[[ Materials provided, beginning ]]

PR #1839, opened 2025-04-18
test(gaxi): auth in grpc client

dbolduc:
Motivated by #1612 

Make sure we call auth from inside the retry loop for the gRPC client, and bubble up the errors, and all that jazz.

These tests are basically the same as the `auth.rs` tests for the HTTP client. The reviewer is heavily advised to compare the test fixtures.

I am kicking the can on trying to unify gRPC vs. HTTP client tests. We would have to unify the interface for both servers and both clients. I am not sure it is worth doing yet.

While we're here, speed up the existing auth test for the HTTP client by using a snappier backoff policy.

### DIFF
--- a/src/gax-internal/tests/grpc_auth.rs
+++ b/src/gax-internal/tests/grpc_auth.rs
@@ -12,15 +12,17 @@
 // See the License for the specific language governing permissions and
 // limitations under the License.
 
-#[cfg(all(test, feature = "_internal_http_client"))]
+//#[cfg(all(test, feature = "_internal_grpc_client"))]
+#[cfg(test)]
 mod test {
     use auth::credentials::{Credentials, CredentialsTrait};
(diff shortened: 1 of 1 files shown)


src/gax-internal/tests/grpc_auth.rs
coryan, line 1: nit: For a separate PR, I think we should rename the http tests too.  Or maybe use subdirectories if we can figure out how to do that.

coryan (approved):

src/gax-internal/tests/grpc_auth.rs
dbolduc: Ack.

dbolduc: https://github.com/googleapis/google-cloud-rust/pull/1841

[[ Materials provided, end ]]
[[ Materials provided, beginning ]]

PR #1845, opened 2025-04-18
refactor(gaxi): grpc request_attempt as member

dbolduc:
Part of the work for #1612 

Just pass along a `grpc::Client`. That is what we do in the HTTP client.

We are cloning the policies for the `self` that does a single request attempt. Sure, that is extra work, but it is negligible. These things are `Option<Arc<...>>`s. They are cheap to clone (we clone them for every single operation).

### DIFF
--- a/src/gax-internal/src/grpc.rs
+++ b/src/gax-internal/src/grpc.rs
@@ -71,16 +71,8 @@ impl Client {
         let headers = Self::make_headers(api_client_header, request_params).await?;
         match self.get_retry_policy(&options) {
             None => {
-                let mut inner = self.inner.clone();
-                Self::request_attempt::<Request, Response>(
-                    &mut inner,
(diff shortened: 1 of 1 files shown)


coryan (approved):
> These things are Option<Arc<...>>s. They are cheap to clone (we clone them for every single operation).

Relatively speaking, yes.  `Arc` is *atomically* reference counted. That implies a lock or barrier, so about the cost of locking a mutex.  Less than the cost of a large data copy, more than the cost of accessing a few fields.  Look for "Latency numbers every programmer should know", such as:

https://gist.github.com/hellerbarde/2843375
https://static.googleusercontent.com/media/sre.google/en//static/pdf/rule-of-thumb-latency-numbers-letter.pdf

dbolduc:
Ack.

[[ Materials provided, end ]]

Exercise: Taking the entries above, print exactly the lines starting at the line with "Make sure we" and ending at the line with "--- a/src/gax-internal/tests/grpc_auth.rs", both included.

Written answer:
Make sure we call auth from inside the retry loop for the gRPC client, and bubble up the errors, and all that jazz.

These tests are basically the same as the `auth.rs` tests for the HTTP client. The reviewer is heavily advised to compare the test fixtures.

I am kicking the can on trying to unify gRPC vs. HTTP client tests. We would have to unify the interface for both servers and both clients. I am not sure it is worth doing yet.

While we're here, speed up the existing auth test for the HTTP client by using a snappier backoff policy.

### DIFF
--- a/src/gax-internal/tests/grpc_auth.rs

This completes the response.